Yargıtay Kararı 5. Hukuk Dairesi 2017/23025 E. 2019/3097 K. 26.02.2019 T.

YARGITAY KARARI
DAİRE : 5. Hukuk Dairesi
ESAS NO : 2017/23025
KARAR NO : 2019/3097
KARAR TARİHİ : 26.02.2019

MAHKEMESİ :Asliye Hukuk Mahkemesi

Taraflar arasındaki 4650 sayılı Kanunla değişik 2942 sayılı Kamulaştırma Kanununun 10. maddesine dayanan kamulaştırma bedelinin tespiti ve kamulaştırılan taşınmazın yol olarak tapudan terkini davasından dolayı yapılan yargılama sonunda: Davanın reddine dair verilen yukarıda gün ve sayıları yazılı hükmün Yargıtay’ca incelenmesi, davacı idare vekilince verilen dilekçe ile istenilmiş olmakla, dosyadaki belgeler okunup uyuşmazlık anlaşıldıktan sonra gereği görüşülüp düşünüldü:

– K A R A R –

Dava, 4650 sayılı Kanunla değişik 2942 sayılı Kamulaştırma Kanununun 10. maddesine dayanan kamulaştırma bedelinin tespiti ve kamulaştırılan taşınmazın yol olarak tapudan terkini istemine ilişkindir.
Mahkemece, tespit edilen kamulaştırma bedeli verilen süre içerisinde yatırılmadığından davanın reddine karar verilmiş; hüküm, davacı idare vekilince temyiz edilmiştir.
1-4650 sayılı yasa ile değişik Kamulaştırma Kanununun 10/8 maddesinde “kamulaştırma bedeli olarak tespit edilen miktarın, 10. maddeye göre mahkemece yapılacak davetiye ve ilanda belirtilen bankaya yatırılması ve yatırıldığına dair makbuzun ibraz edilmesi için idareye onbeş gün süre verilir.
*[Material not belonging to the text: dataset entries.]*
Issue #581, opened 2022-07-13
BUG: `RandomContrast` slows down training 6-fold


DavidLandup0:
Augmentation will obviously slow down training, but it shouldn't be a 6-fold slowdown. This happens with the `RandomContrast` layer, which makes the training per epoch grow from ~100s to ~600s.

I'd share a Colab notebook but there seems to be an issue with KerasCV on Colab on importing, so here are the steps to reproduce:

```
import keras_cv
print(f'KerasCV version {keras_cv.__version__}')
import tensorflow as tf
print(f'TF version {tf.__version__}')
from tensorflow import keras
print(f'Keras version {keras.__version__}')
```

```
(x_train, y_train), (x_test, y_test) = tf.keras.datasets.cifar10.load_data()
```

```
aug = keras.Sequential([
    keras_cv.layers.RandomContrast(factor=0.2)
])
```

```
model = keras.Sequential([
    keras.layers.InputLayer(input_shape=(32, 32, 3)),
    aug,
    keras.applications.EfficientNetV2B0(weights=None, include_top=False),
    keras.layers.GlobalAveragePooling2D(),
    keras.layers.Dense(10, activation='softmax')
    
])
model.compile(optimizer='adam', loss='sparse_categorical_crossentropy')

model.fit(x_train, y_train)
```

```
model = keras.Sequential([
    keras.layers.InputLayer(input_shape=(32, 32, 3)),
    keras.applications.EfficientNetV2B0(weights=None, include_top=False),
    keras.layers.GlobalAveragePooling2D(),
    keras.layers.Dense(10, activation='softmax')
    
])
model.compile(optimizer='adam', loss='sparse_categorical_crossentropy')

model.fit(x_train, y_train)
```

bhack:
> I will pin this issue. This is a significant slowdown, maybe we need to consider manually vectorizing - which would be very unfortunate.

I think that it will more useful to brainstorm a solution for the old and more general problem at https://github.com/keras-team/keras-cv/issues/291 then pinning every single issue as this is already the 2nd one (https://github.com/tensorflow/tensorflow/issues/56242).

bhack:
As the superset of this issue is https://github.com/keras-team/keras-cv/issues/291 and the root cause is our choice of `vectorized_map` and within the batch randomization as we discussed in many early tickets on our augmentation design we could:

- Understand what to do with the missing `vectorized_map` converters and what kind of issue they could solve
[...]

Issue #372, opened 2022-04-27
Repeated augmentation layer


sayakpaul:
Repeated augmentation layer [1] has also become an important recipe to train SoTA image classification models. The abstract of [1] pretty much sums up what it is:

> Large-batch SGD is important for scaling training of deep neural networks. However, without fine-tuning hyperparameter schedules, the generalization of the model may be hampered. We propose to use batch augmentation: replicating instances of samples within the same batch with different data augmentations. Batch augmentation acts as a regularizer and an accelerator, increasing both generalization and performance scaling for a fixed budget of optimization steps. We analyze the effect of batch augmentation on gradient variance and show that it empirically improves convergence for a wide variety of networks and datasets. Our results show that batch augmentation reduces the number of necessary SGD updates to achieve the same accuracy as the state-of-the-art. Overall, this simple yet effective method enables faster training and better generalization by allowing more computational resources to be used concurrently.

**References**

[1] [Augment Your Batch: Improving Generalization Through Instance Repetition](https://openaccess.thecvf.com/content_CVPR_2020/papers/Hoffer_Augment_Your_Batch_Improving_Generalization_Through_Instance_Repetition_CVPR_2020_paper.pdf)

bhack:
We have talked about this some month ago at  https://github.com/keras-team/keras-cv/pull/146#issuecomment-1048315498.

At that time we have not received any feedback.

bhack:
P.s. We have still many performance  fallback related to the batch randomizzation strategy:
 https://github.com/keras-team/keras-cv/issues/291

sayakpaul:
Makes sense to have a dedicated issue for the layer rather than keeping it within comments. That way it becomes more visible and all the related concerns (like the ones you mentioned) can be discussed specifically.

bhack:
Probably, but as you can see we was in a design phase on Feb and comments emergerged in that context.
Now, at least, the history is complete also here for who is landing on this ticket directly.

PR #986, opened 2022-11-04
Add base augmentation layer for 3D preception.

lengzq:
# What does this PR do?

Fixes # (issue)

## Before submitting
      Pull Request section?
      to it if that's the case.

## Who can review?

### DIFF
--- a/keras_cv/layers/preprocessing3d/base_augmentation_layer_3d_test.py
+++ b/keras_cv/layers/preprocessing3d/base_augmentation_layer_3d_test.py
@@ -18,8 +18,8 @@ from keras_cv.layers.preprocessing3d.base_augmentation_layer_3d import (
     BaseAugmentationLayer3D,
 )
 
-POINT_CLOUDS = BaseAugmentationLayer3D.POINT_CLOUDS
-BOUNDING_BOXES = BaseAugmentationLayer3D.BOUNDING_BOXES
+POINT_CLOUDS = "point_clouds"
+BOUNDING_BOXES = "bounding_boxes"
 
 
 class RandomAddLayer(BaseAugmentationLayer3D):
--- a/keras_cv/layers/preprocessing3d/base_augmentation_layer_3d_test.py
+++ b/keras_cv/layers/preprocessing3d/base_augmentation_layer_3d_test.py
@@ -21,25 +21,36 @@ from keras_cv.layers.preprocessing3d.base_augmentation_layer_3d import (
 POINT_CLOUDS = "point_clouds"
 BOUNDING_BOXES = "bounding_boxes"
 
+
 class RandomAddLayer(BaseAugmentationLayer3D):
     def __init__(self, translate_noise=(0.0, 0.0, 0.0), **kwargs):
         super().__init__(**kwargs)
         self._translate_noise = translate_noise
 
     def get_random_transformation(self, **kwargs):
-        random_x = self._random_generator.random_normal((), mean=0.0, stddev=self._translate_noise[0])
-        random_y = self._random_generator.random_normal((), mean=0.0, stddev=self._translate_noise[1])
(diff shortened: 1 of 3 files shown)


lengzq:
@tanzhenyu

bhack:
With all the performance gap we had with https://github.com/keras-team/keras-cv/issues/581#issuecomment-1271579684 and the other related KPL tickets are we sure that we want to go ahead with a within the batch augmentation policy?

tanzhenyu:
> #581 (comment)

So quickly looking over the issue, do you mean `vectorized_map` is the main reason for performance gap?

bhack:
It is not strictly or exclusively the vectorized map but I think our within the batch randomizattion policy when the underline TF ops  that we want to use doen't have a batched argument so also a working vectorized map can "miracles" (this was quite frequent with `tf.image` ops in KLP)

Also the main problem is that after many months and users tickets we haven't done any step ahead, also with the `vectorized_map` API owners involved in TF, in this analysis. On the other side it seems that we don't have any specific paper support point on the superior performance or faster convergence of the within the batch randomization policy.

As I know the only thing that we have for the batch augmentation policy with a support paper is:
https://github.com/keras-team/keras-cv/issues/372#issuecomment-1110827256

tanzhenyu:
> It is not strictly or exclusively the vectorized map but I think our within the batch randomizattion policy when the underline TF ops that we want to use don't have batched argument (this was quite frequent with `tf.image` ops in KLPs) . So also a working vectorized map converter cannot do "miracles".
> 
> Also the main problem is that after many months and users tickets we haven't done any step ahead, also with the `vectorized_map` API owners involved in TF, in this analysis. On the other side it seems that we don't have any specific paper/support point related to the superior performance or faster convergence of the within the batch randomization policy.
> 
> As I know the only thing that we have for the batch augmentation policy with a support paper is: [#372 (comment)](https://github.com/keras-team/keras-cv/issues/372#issuecomment-1110827256)

then let's just keep using `tf.map_fn` and other batched implementations

bhack:
> then let's just keep using tf.map_fn and other batched implementations

I think you missed the point. It will be probably slow as the vectorized_map fallback.

The problem is that if we want randomize over every single batch sample when the TF ops use in the preprocessing function don't accept vectorized arguments we will go to heavily impact  the training process performance.  
The point is: for what? You haven't expose any empirical experiment or paper that sustain this big performance gap compensating it with an higher convergence rate.

At least https://github.com/keras-team/keras-cv/issues/372#issuecomment-1110827256 could limit the performance gap a we could use at least a TF ops in "sub-batches".

keras_cv/layers/preprocessing3d/base_augmentation_layer_3d_test.py
```diff
@@ -0,0 +1,112 @@
...
+# See the License for the specific language governing permissions and
+# limitations under the License.
+import numpy as np
+import tensorflow as tf
+
+from keras_cv.layers.preprocessing3d.base_augmentation_layer_3d import (
+    BaseAugmentationLayer3D,
+)
+
+POINT_CLOUDS = "point_clouds"
```
tanzhenyu, line 21: just use BaseAugmentationLayer3D.POINT_CLOUDS?

tanzhenyu (approved):
LGTM, some minor comments.

bhack:
If you prefer I could delete my comments so the PR is more readable. Let me know.

tanzhenyu:
> As it is approved, If you prefer I could delete my comments so the PR is more readable. Let me know.

It's ok, I think both the contributor and I are aware of the current status

bhack:
> It's ok, I think both the contributor and I are aware of the current status

A more explicit rollout is at https://github.com/keras-team/keras-cv/issues/581#issuecomment-1304554115 if you want to subscribe.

Gereken hallerde bu süre bir defaya mahsus olmak üzere mahkemece uzatılabilir.” hükmü karşısında, mahkemece 25/04/2016 tarihli duruşmada davacıya 15 günlük kesin süre verildiği, 15 günlük kesin süreye ilişkin muhtıranın 29/04/2016 tarihinde tebliğ edildiği, 23/05/2016 havale tarihli dilekçe ile davacı idare vekilinin 15 günlük ek süre talep ettiği halde, …… istemediğinden bahisle usul ekonomisine aykırı olarak davanın reddine karar verilmesi, doğru olmadığı gibi;
2-7139 sayılı Kanunla değişik Kamulaştırma Kanununun 10/8 fıkrası gereğince, bozma sonrası bankaya hak sahibi adına yatırılacak bedelde artış olması halinde bu kısım için; 7139 sayılı Kanun ile yapılan değişiklik hükümlerine göre işlem yapılması gerektiğinden,
Hükmün yukarıda açıklanan gerekçelerle davacı idare vekilinin temyiz isteminin kabulü ile BOZULMASINA, 26/02/2019 gününde oybirliğiyle karar verildi.